New Delhi, Oct 24 (UNI) This October 26, as the much touted Domestic Violence (DV)Act completes one year in force, Men cell, supported by Save Family Foundation and My Nation, will stage an all India protest at Jantar Mantar against the biased women laws in the country.

It took 10 years for the DV Act to come into existence on October 26, 2006. Celebrating the first barsi of this Act, these organisations will raise their voices against the abuse of the pro-women DV Act and Section 498-A of the Indian Penal Code(IPC) in marital discord.

Interestingly, unlike Section 498-A IPC, which provides wives with the right to move court against any act of cruelty for dowry, the DV Act covers not only wives and live-in-partners, but also sisters, mothers, mothers-in-law or any other female relative living with a violent man, who can be jailed for a year for beating, threatening and even shouting at them.

While the DV Act provides yet another provision for a woman with ulterior motives to initiate criminal proceedings against the husband, a major loophole in the Act is its Section 14(5). The section reads that the respondents shall not be allowed to plead any counter justification for the alleged act of domestic violence, a clear flouting of Human Rights.

''This world-wide first barsi of the DV Act is being celebrated by the harassed husbands and their relatives, tortured, blackmailed and implicated in false DV and anti-dowry cases all over India and abroad by their unscrupulous wives and daughter-in-laws for ulterior motives,'' said R P Chugh, Supreme Court advocate and President of Men Cell.

''These so called women laws are entirely biased and unconstitutional. More than 90 per cent dowry complaints are false.

As observed, they are verdict before trial, laws of legal extortion and violative of basic human right of equality before law. In fact, men are the victims of domestic violence,'' he said.

The state women commission of Orissa had said that men were being harassed under these laws, he added.

The members associated with these organisations and victims of these Acts (the NRIs) in the US, Canada, UK, Australia.
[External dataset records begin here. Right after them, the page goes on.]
PR #139, opened 2016-07-07
hotfix for row formatting error

bsweger:
Hotfix for correctly reporting formatting errors when there is no row label.


jworcestBAH:
Looks good, merging

PR #140, opened 2016-07-08
Db 714 split run validation

jworcestBAH:
Split run validation into several parts for easier profiling


nmonga91:
Looks good, merging

PR #141, opened 2016-07-11
Populating is_first_quarter based on submission metadata

jworcestBAH:


bsweger:
@jworcestBAH Done reviewing (have not investigated what Jenkins' issue is).

Will merge this, since it's a blocker to finishing up the SQL validations. I added a clean-up ticket to combine validation and job databases so that it will be easier to grab the quarter info.

Ideally, the SQL validation queries should be able to access the data they need without us needing to duplicate info and add code to ignore the extra columns when validating.

Thanks for getting this done so quickly so we can get A16 into the mix.

jworcestBAH:
Test result is "no tests", so looks like Jenkins was busy or something, trying again: [run tests].

bsweger:
ok, seems like that did the trick--merging!

PR #142, opened 2016-07-12
Db 702 validate short

bsweger:
This PR allows the broker to validate against either long or short column names. 

* Incoming long column names are converted to their short counterparts for the purpose of validations
* Hard-coded column aliases have been removed from the models in favor of the long/short col info in the validation database
* The logic from a previous PR changes those short names back to their long names for error reporting, as required by the acceptance criteria


dataactvalidator/filestreaming/csvAbstractReader.py
```diff
@@ -67,25 +66,54 @@ def openFile(self,region,bucket,filename,csvSchema,bucketName,errorFilename):
...
-        for row in csv.reader([line],dialect='excel', delimiter=self.delimiter):
-            for cell in row :
-                headerValue = FieldCleaner.cleanString(cell)
-                if( not headerValue in possibleFields) :
+
+        # check to see if header contains long or short column names
+        # TODO: is there a better way to do this?
+        validation_db = ValidatorValidationInterface()
+        longNameDict = validation_db.getLongToShortColname()
+        headerNames = line.split(self.delimiter)
```
jworcestBAH: So going around the csv package may cause some problems, I'd assume there are a number of cases that package handles.  For one thing, specifying the dialect as 'excel' probably had some consequence, we should do some research on the differences here before deciding not to use the csv package for this.

jworcestBAH: One thing that occurs to me is we'd need to implement quote handling if we want to do this directly.  If the delimiter is within quotes it should not be split on.

dataactvalidator/filestreaming/csvAbstractReader.py
```diff
@@ -67,25 +66,54 @@ def openFile(self,region,bucket,filename,csvSchema,bucketName,errorFilename):
...
+        colMatches = 0
+        for i, value in enumerate(headerNames):
```
jworcestBAH: The first index doesn't seem to be used here, is there a reason this isn't just "for value in headerNames"?

dataactvalidator/filestreaming/csvAbstractReader.py
bsweger: @jworcestBAH Thanks for these notes--I'm definitely in the market for a better way to determine for sure whether a submitted file is using the long or short column headers. I'm not sure that you mean, though, about "going around the csv package." Can you say more about that?

dataactvalidator/filestreaming/csvAbstractReader.py
```diff
@@ -67,25 +66,54 @@ def openFile(self,region,bucket,filename,csvSchema,bucketName,errorFilename):
...
+            if value in longNameDict:
+                colMatches += 1
+        if colMatches > 15:
```
jworcestBAH: 15 seems a bit arbitrary, maybe we could do "if colMatches > 0.5 * len(headerNames)" so we do long names if a majority match?

dataactvalidator/filestreaming/csvAbstractReader.py
bsweger: No reason. I probably just enumerated by default--will change that.

dataactvalidator/filestreaming/csvAbstractReader.py
bsweger: Indeed, 15 was totally arbitrary. I really like your suggestion for doing a majority match...will put that in.

dataactvalidator/filestreaming/csvAbstractReader.py
```diff
@@ -67,25 +66,54 @@ def openFile(self,region,bucket,filename,csvSchema,bucketName,errorFilename):
...
-                if( not headerValue in possibleFields) :
+
+        # check to see if header contains long or short column names
+        # TODO: is there a better way to do this?
+        validation_db = ValidatorValidationInterface()
+        longNameDict = validation_db.getLongToShortColname()
+        headerNames = line.split(self.delimiter)
+        colMatches = 0
+        for i, value in enumerate(headerNames):
+            if value in longNameDict:
```
jworcestBAH: Should we put value through FieldCleaner.cleanString() before doing this check?  If a user puts a space before each header name ("header 1, header 2, header 3" rather than "header 1,header 2,header 3") this would not find any after the first one.

dataactvalidator/filestreaming/csvAbstractReader.py
jworcestBAH: The deleted line 70 above, or line 91 below are examples of how we have been reading csv lines in other places.  By splitting "line" without reading it through csv.reader, we bypass the handling of excel dialect, possible quoting of fields, and whatever else the csv package checks for.  So ' "header 1, header 2", header 3' would be interpreted by csv.reader as 2 elements ("header 1, header 2") and (header 3), but going through split will give 3 elements ("header 1), ( header 2"), and (header 3).

dataactvalidator/filestreaming/csvAbstractReader.py
jworcestBAH: Actually I just realized a problem with the majority thing, if more than half of the fields present are these extra fields we're allowing but ignoring, this will choose short names.  That said, if a user submits a file with short names, but some of those extra fields are the long name, checking for presence of a set number could also make the wrong choice.  Possibly we could count both presence of short and long names and go with whichever is greater (or pick one in case of a tie).  I may also be overthinking this, we could just state that those extra fields we're not using are not allowed to be the other version of a field name (in which case we could flag that as a header error).

dataactvalidator/filestreaming/csvAbstractReader.py
```diff
@@ -67,25 +66,54 @@ def openFile(self,region,bucket,filename,csvSchema,bucketName,errorFilename):
...
+        possibleFields = {}
+        for schema in csvSchema:
+            possibleFields[FieldCleaner.cleanString(schema.name_short)] = 0
+
+        for row in csv.reader([line], dialect='excel', delimiter=self.delimiter):
+            for cell in row:
+                submittedHeaderValue = FieldCleaner.cleanString(cell)
+                if longHeaders and submittedHeaderValue in longNameDict:
+                    headerValue = FieldCleaner.cleanString(longNameDict[submittedHeaderValue])
+                elif longHeaders:
```
jworcestBAH: If we want to flag presence of both long and short headers as a separate type of header error, we could precede this with an "elif longHeaders and submittedHeaderValue in possibleFields:" check here

dataactvalidator/filestreaming/csvAbstractReader.py
```diff
@@ -67,25 +66,54 @@ def openFile(self,region,bucket,filename,csvSchema,bucketName,errorFilename):
...
+                if not headerValue in possibleFields:
                     # Allow unexpected headers, just mark the header as None so we skip it when reading
                     self.headerDictionary[(current)] = None
                     current += 1
-                elif(possibleFields[headerValue] == 1) :
-                    # Add to duplicated header list
-                    duplicatedHeaders.append(headerValue)
+                elif(possibleFields[headerValue] == 1):
+                    # Add header value (as submitted) to duplicated header list
+                    duplicatedHeaders.append(submittedHeaderValue)
```
jworcestBAH: This actually takes care of duplicates across long and short header names, so ignore my earlier comment on that.

dataactvalidator/filestreaming/csvAbstractReader.py
```diff
@@ -67,25 +66,54 @@ def openFile(self,region,bucket,filename,csvSchema,bucketName,errorFilename):
...
+                submittedHeaderValue = FieldCleaner.cleanString(cell)
+                if longHeaders and submittedHeaderValue in longNameDict:
+                    headerValue = FieldCleaner.cleanString(longNameDict[submittedHeaderValue])
+                elif longHeaders:
+                    headerValue = None
+                else:
+                    headerValue = submittedHeaderValue
+                if not headerValue in possibleFields:
                     # Allow unexpected headers, just mark the header as None so we skip it when reading
                     self.headerDictionary[(current)] = None
```
jworcestBAH: So this is probably a Python thing I'm not getting, and I realize you didn't write this line, but is this making the index actually a single-element tuple?  Is there a reason we're doing this instead of just [current]?

jworcestBAH: So after a bit of googling, this is not creating a tuple, but I'm still not sure that the parentheses do anything here except create confusion.

dataactvalidator/interfaces/validatorValidationInterface.py
```diff
@@ -304,19 +307,29 @@ def getColumnById(self, file_column_id):
...
         return self.session.query(FileColumn).filter(FileColumn.file_column_id == file_column_id).first()
 
-    def getColumnId(self, fieldName, fileType):
+    def getColumnId(self, fieldName, fileType, shortCols=True):
         """ Find file column given field name and file type
 
         Args:
             fieldName: Field to search for
             fileId: Which file this field is associated with
+            shortCols: If true, return the short column names instead of the long names
```
jworcestBAH: Maybe "search by short column names" here since all we're returning is the ID?

dataactvalidator/validation_handlers/validator.py
```diff
@@ -150,19 +143,23 @@ def validate(record,rules,csvSchema,fileType,interfaces):
                 # If type failed, don't do value checks
                 continue
             #Field must pass all rules
+            # temporary fix for long/short colnames until legacy validation rules are removed:
+            # use long colnames in the record header
+            colMapping = interfaces.validationDb.getShortToLongColname()
+            recordLong = {colMapping.get(key,key):value for key, value in record.items()}
```
jworcestBAH: Should these two lines be run for every field?  Maybe they should happen before the loop starts on line 101?

dataactvalidator/validation_handlers/validator.py
```diff
@@ -150,19 +143,23 @@ def validate(record,rules,csvSchema,fileType,interfaces):
...
                     recordFailed = True
                     failedRules.append([fieldName,"".join(["Failed rule: ",str(currentRule.description)]), currentData, str(currentRule.original_label)])
         # Check all multi field rules for this file type
         multiFieldRules = interfaces.validationDb.getMultiFieldRulesByFile(fileType)
         for rule in multiFieldRules:
-            if not Validator.evaluateRule(record,rule,None,interfaces,record):
+            if not Validator.evaluateRule(recordLong,rule,None,interfaces,recordLong):
                 recordFailed = True
-                failedRules.append(["MultiField", "".join(["Failed rule: ",str(rule.description)]), Validator.getMultiValues(rule, record, interfaces), str(rule.original_label)])
+                failedRules.append(["MultiField", "".join(["Failed rule: ",str(rule.description)]), Validator.getMultiValues(rule, recordLong, interfaces), str(rule.original_label)])
```
jworcestBAH: Should this be dependent on whether the user passed in long names or not, so that the report has whichever form they chose to use?  Given that this will be gone by the end of the sprint anyway, this probably doesn't matter.

tests/fileTypeTests.py
```diff
@@ -38,29 +38,40 @@ def setUpClass(cls):
...
+            "awardMixedDelimiter": [statusReady, jobTypeCsv, str(submissionIDs[10]), s3FileNameAwardMixedDelimiter, 1],
+            "crossApprop": [statusReady, jobTypeCsv, str(submissionIDs[11]), s3FileNameCrossApprop, 3],
+            "crossPgmAct": [statusReady, jobTypeCsv, str(submissionIDs[11]), s3FileNameCrossPgmAct, 4],
+            "crossAwardFin": [statusReady, jobTypeCsv, str(submissionIDs[11]), s3FileNameCrossAwardFin, 2],
+            "crossAward": [statusReady, jobTypeCsv, str(submissionIDs[11]), s3FileNameCrossAward, 1],
+            "crossFile": [statusReady, jobTypeValidation, str(submissionIDs[11]), None, None],
+            "appropValidShortcols": [statusReady, jobTypeCsv, str(submissionIDs[12]), s3FileNameAppropValidShortcols, 3],
+            "programMixedShortcols": [statusReady, jobTypeCsv, str(submissionIDs[13]), s3FileNameProgramMixedShortcols, 4],
+            "awardFinMixedShortcols": [statusReady, jobTypeCsv, str(submissionIDs[14]), s3FileNameAwardFinMixedShortcols, 2],
+            "awardValidShortcols": [statusReady, jobTypeCsv, str(submissionIDs[15]), s3FileNameAwardValid, 1]
```
jworcestBAH: Should this be s3FileNameAwardValidShortcols?

jworcestBAH:
Done reviewing

dataactvalidator/filestreaming/csvAbstractReader.py
bsweger: Had a Slack consult about this and collectively decided to use the "majority" method. If we somehow pick the wrong thing, we'd catch that via a downstream header error on the file.

dataactvalidator/filestreaming/csvAbstractReader.py
bsweger: Ah, I see. Thanks for clarifying. Will make that change.

dataactvalidator/filestreaming/csvAbstractReader.py
bsweger: 100% with you on 👎  meaningless extra characters. Will remove the offending `()`.

dataactvalidator/validation_handlers/validator.py
bsweger: No, they most certainly should not be run for every field. Good catch.

dataactvalidator/validation_handlers/validator.py
bsweger: I think what we had decided previously was to stick the 702's acceptance criteria of keeping the long fieldname in the error reports. I suspect when agencies start using the short names they will request error reports that reflect their submissions.

tests/fileTypeTests.py
bsweger: Yes, yes it should.

bsweger:
@jworcestBAH thanks for the review--great feedback. I pushed up some changes based on the comments, and those are ready for your eyes.

jworcestBAH:
Looks good now, merging.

Japan, Norway, Germany, UAE, Russia and New Zealand will protest at their respective High Commissions.

''We are not against women but these dowry prohibition laws have become more like legal terrorism,'' Swarup Sarkar of the Save Family Foundation said.

Various demands on the agenda of these groups are that Section 498-A be made bailable and non-cognizable and it, along with DV Act, be made gender neutral as domestic violence is not gender specific and those misusing these provisions should be penalised.

''These men groups came into existence due to the growing abuse of section 498-A IPC and the DV Act has just given them another reason to continue their fight for justice and amendment in the women laws,'' says Mr Chugh.